Predictive Guardbanding: Program-Driven Timing Margin Reduction for GPUs
Abstract
The energy efficiency of GPU architectures has emerged as an essential aspect of computer system design. In this article, we explore the energy benefits of reducing the GPU chip's voltage to the safe limit, i.e., V_{\min } point, using predictive software techniques. We perform such a study on several commercial off-the-shelf GPU cards. We find that there exists about 20% voltage guardband on those GPUs spanning two architectural generations, which, if 'eliminated' entirely, can result in up to 25% energy savings on one of the studied GPU cards. Our measurement results unveil a program dependent V_{\min } behavior across the studied applications, and the exact improvement magnitude depends on the program's available guardband.
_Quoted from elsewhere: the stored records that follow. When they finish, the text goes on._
Issue #1658, opened 2021-10-17
HdMtlx does not work with Houdini's mtlx UsdShade graphs


hshakula:
### Description of Issue
Using `HdMtlxCreateMtlxDocumentFromHdNetwork` on `HdNetwork` when `UsdShade` graph is constructed from Houdini's Mtlx nodes leaks `MaterialX::Exception` due to elements with duplicate names.

### Steps to Reproduce
1. Set up material with 2 or more Mtlx nodes in Houdini
2. Pass resulting `HdNetwork` to `MaterialX::Document` using `HdMtlxCreateMtlxDocumentFromHdNetwork`

spiffmon:
Hi @hshakula , it would be helpful if you could attach a usda file that illustrates the problem, which would help identify whether it is actually a Solaris issue or an Hd issue.

Thanks!

hshakula:
[mtlxTest.zip](https://github.com/PixarAnimationStudios/USD/files/7362857/mtlxTest.zip)

My proposed solution is #1659

jilliene:
Filed as internal issue #USD-6972

hshakula:
Fixed in #1659

PR #1659, opened 2021-10-18
[HdMtlx] Fix duplicate name error when processing HdNetwork from Houdini

hshakula:
### Description of Change(s)
Resolve duplicate names by appending a suffix to nodegraph that encapsulates HdNetwork nodes.
The reason why there are duplicates is that [this name](https://github.com/PixarAnimationStudios/USD/blob/release/pxr/imaging/hdMtlx/hdMtlx.cpp#L280) and [this one](https://github.com/PixarAnimationStudios/USD/blob/release/pxr/imaging/hdMtlx/hdMtlx.cpp#L335) are the same. It leads to attempting to create nodegraph with the same name as the already created material node.

### Fixes Issue(s)
#1658

### DIFF
--- a/pxr/imaging/hdMtlx/hdMtlx.cpp
+++ b/pxr/imaging/hdMtlx/hdMtlx.cpp
@@ -277,7 +277,7 @@ _GatherUpstreamNodes(
 
     // Initilize the mxNodeGraph if needed
     if (!(*mxNodeGraph)) {
-        const std::string & nodeGraphName  = hdNodePath.GetParentPath().GetName();
+        std::string nodeGraphName = hdNodePath.GetParentPath().GetName() + "_Graph";
         *mxNodeGraph = mxDoc->addNodeGraph(nodeGraphName);
     }
     


jilliene:
Filed as internal issue #USD-6973

pxr/imaging/hdMtlx/hdMtlx.cpp
```diff
@@ -277,7 +277,7 @@ _GatherUpstreamNodes(
 
     // Initilize the mxNodeGraph if needed
     if (!(*mxNodeGraph)) {
-        const std::string & nodeGraphName  = hdNodePath.GetParentPath().GetName();
+        std::string nodeGraphName = hdNodePath.GetParentPath().GetName() + "_Graph";
```
bernardkwok, line 280: As a suggestion here, there is a `makeUniqueChildName()` method which can be called on `mxDoc`, and should be more robust than appending "_Graph" -- in case this is also a duplicate.

hshakula: Seems like you mean `createValidChildName`. Yeah we can use it here

PR #1664, opened 2021-10-21
HdStorm: Move MaterialX parameter values out of the shader and into parameter buffer

vlasovi:
### Description of Change(s)

- MaterialX input parameters are no longer hardcoded in the shader but set from the parameter buffer
- Support float and integer types with sizes between 1 and 4. Make sure that all other types are still hardcoded, so that there are no gaps

### Fixes Issue(s)

- This change is the first step (out of two) to make MaterialX parameter updates interactive in HdStorm.

- The second step will be in fixing this issue in MaterialX code: https://github.com/materialx/MaterialX/issues/710 (Shader code generated by MaterialX is not deterministic)

- With the two steps in, shader source code caching in HdStorm will work as expected, HdStorm will be no longer recompiling shaders on MaterialX parameter changes, thus allowing for their interactive updates/editing


jilliene:
Filed as internal issue #USD-6980

PR #1670, opened 2021-10-28
Fix missing materials after enabling parent prim

### LINKED ISSUE #1669: Hydra does not apply assigned material when missing at gprim populate time
### Description of Issue
If a geometry has a material assignment which does not exist at load time, loading the materials after the stage has been rendered will not detect the new material and will not apply it.
This can happen with deactivating the parent prim of a Material being used by a mesh, then reactivating that parent prim.

The reason seems to be that material delegates only get created when a gprim is populated: https://github.com/PixarAnimationStudios/USD/blob/release/pxr/usdImaging/usdImaging/gprimAdapter.cpp#L157
And if the Material prim does not exist then the dependency info is never generated for the missing material.

There could be quite a few ways to fix this issue, and I'm considering which way would be best. In order to maintain current performance I'm leaning towards adding a new `UsdImagingDelegate::_missingDependencyInfo` that would gather all missing material paths, and would be checked against when `_ResyncUsdPrim` is called.
Thoughts?

### Steps to Reproduce
1. Download the test file [simpleMatBind.usda.txt](https://github.com/PixarAnimationStudios/USD/files/7422944/simpleMatBind.usda.txt) (kindly prepared by @asluk !) and rename to simpleMatBind.usda
2. Open the file in usdview
3. Select the `/World/Looks` prim and right-click  menu : Deactivate
4. Blue cube becomes white: expected
5. With `/World/Looks` still selected, right click and select Activate
6. Cube stays white: unexpected, the cube should be back to blue as the material now exists in the stage

N.B. that the same thing happens if you save the stage with the `/World/Looks` prim unloaded, loading the prim does not make the re-attach the blue material to the cube.

N.B. that if the `/World/Looks/PreviewSurface` itself is unloaded the material reappears when the Material prim is loaded, the reason seems that the prim path still appears in the `_dependencyInfo` delegate cache.

Windows and Linux

### Package Versions
USD 20.08 to USD 21.11

### Build Flags
`--imaging`

aloysbaillet:
### Description of Change(s)
This is a potential fix for #1669 with minimal performance overhead as far as I've been able to test.
I would love some feedback on potentially better ways to achieve the right behavior for Hydra when materials appear on the stage after the geometry that needs it!

### Fixes Issue(s)
- Fixes #1669

### DIFF
--- a/pxr/usdImaging/usdImaging/delegate.cpp
+++ b/pxr/usdImaging/usdImaging/delegate.cpp
@@ -613,6 +613,8 @@ UsdImagingDelegate::_Populate(UsdImagingIndexProxy* proxy)
 
     std::vector<UsdPrim> primsToPopulateWithoutInstancing;
 
+    bool anyPrimRemoved = false;
+
     for (SdfPath const& usdPath: usdPathsToRepopulate) {
 
         // _Populate should never be called on prototype prims or prims in
@@ -651,6 +653,42 @@ UsdImagingDelegate::_Populate(UsdImagingIndexProxy* proxy)
                             "due to prim type <%s>\n",
                             iter->GetPath().GetText(),
                             iter->GetTypeName().GetText());
+
+                // Use this iteration of the subtree to check for any newly added material
+                // that should be reconnected to a gprim
+                if (iter->IsA<UsdShadeMaterial>()) {
+                    TRACE_SCOPE("Material re-assigment detection")
+                    // Check if any existing gprim has this material assigned
+                    for (const auto& dep : _dependencyInfo) {
+                        if (dep.first != dep.second) {
+                            // Only consider self dependencies as they can
+                            // indicate a missing material assignment
+                            continue;
+                        }
+                        _HdPrimInfo *primInfo = _GetHdPrimInfo(dep.second);
+                        if (primInfo == nullptr || primInfo->adapter == nullptr) {
+                            continue;
+                        }
+                        UsdPrim& prim = primInfo->usdPrim;
+                        if (!prim.IsA<UsdGeomImageable>()) {
+                            continue;
+                        }
+                        if (_materialBindingCache.GetValue(prim) == iter->GetPath()) {
+                            // found a prim that uses this material, need to repopulate the prim
+                            // first remove it
+                            proxy->RemoveRprim(dep.second);
+                            anyPrimRemoved = true;
+
+                            // then re-add it
+                            if (UsdImagingPrimAdapterSharedPtr adapter = _AdapterLookup(prim)) {
+                                TF_DEBUG(USDIMAGING_CHANGES).Msg("[Repopulate] re-resolving material bindings on %s\n",
+                                    prim.GetPath().GetText());
+                                leafPaths.push_back(std::make_pair(prim, adapter));
+                            }
+                        }
+                    }
+                }
+
                 continue;
             }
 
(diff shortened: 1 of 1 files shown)


jtran56:
Filed as internal issue #USD-6992

tcauchois:
Hey Aloys,

This approach worries me; having special case code in delegate.cpp (instead of the adapters) tends to be a maintenace burden and I'd expect the loop over _dependencyInfo to get expensive in a big scene.

I'm not sure, but I *think* you can fix this case in gprimAdapter.cpp.  In _AddRprim, we look up the material binding, then look up the material prim, and if the material prim exists we populate it and add a dependency from the material prim to the hydra gprim.  https://github.com/PixarAnimationStudios/USD/blob/release/pxr/usdImaging/usdImaging/gprimAdapter.cpp#L163 ...  If you pull the index->AddDependency() call outside of the if statement, it should add the dependency even if the material prim is missing/null (since the dependency map is just path-based).  In that case, when you load/unload your looks you'd resync the material, which would trigger a resync on any gprims bound to the material, which would correctly repopulate (or remove) the material.

Can you try that and let me know if it works?

Thanks,
Tom

aloysbaillet:
Thanks Tom!
I agree with you. And this is the approach I actually tried initially, unfortunately the `materialUsdPath` was empty as the material resolver checks if the material prim exists (which kinda makes sense!), and modifying the material resolver to allow resolving to non-existing prims seemed a bit scary to me...
That said it could be done as a last try: first resolve the material normally, if it comes back empty try again with an added flag to allow non-existing materials to be resolved. What do you think?

tcauchois:
Can you point me to where we check for prim existence?  How we'd edit it depends on whether it's usd or usdImaging code.  But yeah, I think adding a way to get a missing material binding is worthwhile, via a flag or another function signature or something.

aloysbaillet:
This is coming from [UsdImagingPrimAdapter::GetMaterialUsdPath](https://github.com/PixarAnimationStudios/USD/blob/7a5f8c4311fed3ef2271d5e4b51025fb0f513730/pxr/usdImaging/usdImaging/primAdapter.cpp#L1277) which in turn uses `UsdShadeMaterialBindingAPI(prim).ComputeBoundMaterial()` which lives in UsdShade...

aloysbaillet:
I believe this is the line that filters out invalid material prims: https://github.com/PixarAnimationStudios/USD/blob/7a5f8c4311fed3ef2271d5e4b51025fb0f513730/pxr/usd/usdShade/materialBindingAPI.cpp#L745

tcauchois:
That's an interesting bit of code, for sure!  I think my preference is building out what dependency maps we can, to keep things moving fast, so I'm talking to some folks about that bit of MaterialBindingAPI code and I'll let you know what options we come up with.

tcauchois:
Just to follow up, I've been looking into exporting dependency information from the material binding cache but it's a bit of a rabbit hole; I'll let you know how it goes.  In the meantime, the USD edit APIs (including the python in the usdview interpreter) are pretty low level but it looks like in all of our authoring applications relationships aren't allowed to point at nonexistent prims; that's considered badly conditioned scene description, because it can lead to thorny change-tracking and scene analysis issues.  We can't enforce that in usdImaging, but maybe you can at the app/asset level?

tallytalwar:
I believe UsdShade and UsdImaging logic were updated wrt this PR here: 161873983c86c24acf7953430a6277713cc0a202

Going to close it, @aloysbaillet please reopen or file a new issue if thats not the case.

Thanks

PR #1672, opened 2021-11-03
collection of fixes for building without pre-compiled headers

pmolodo:
### Description of Change(s)

ie, if -DPXR_ENABLE_PRECOMPILED_HEADERS=OFF

wanted to build without precompiled headers to help with debugging a
strange build issue (ie, create more transparent + atomic build steps)

also, turning off PCH usage allows stashed.io (a
caching compiler wrapper for MSVC) to operate when using PDB
(see: https://github.com/playscale/stashed.io/wiki/PDB-and-PCH-generation)

most fixes are pretty self-explanatory - adding some missing headers to
individual source / header files

in stackTrace.cpp, the include of Winsock2.h must happen before windows.h,
which is brought in via fileSystem.h

### DIFF
--- a/pxr/base/arch/stackTrace.cpp
+++ b/pxr/base/arch/stackTrace.cpp
@@ -32,6 +32,11 @@
 #include "pxr/base/arch/error.h"
 #include "pxr/base/arch/errno.h"
 #include "pxr/base/arch/export.h"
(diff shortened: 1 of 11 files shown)


jilliene:
Filed as internal issue #USD-7002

We make fundamental observations about the program-dependent V_{\min } behavior. We experimentally determine that the voltage noise has a more substantial impact on V_{\min } compared to the process and temperature variation, and the activities during the kernel execution cause large voltage droops. From these findings, we show how to use kernels' microarchitectural performance counters to predict its V_{\min } value accurately. The average and maximum prediction errors are 0.5% and 3%, respectively. The accurate V_{\min } prediction opens up new possibilities of a cross-layer dynamic guardbanding scheme for GPUs, in which software predicts and manages the voltage guardband, while the functional correctness is ensured by a hardware safety net mechanism.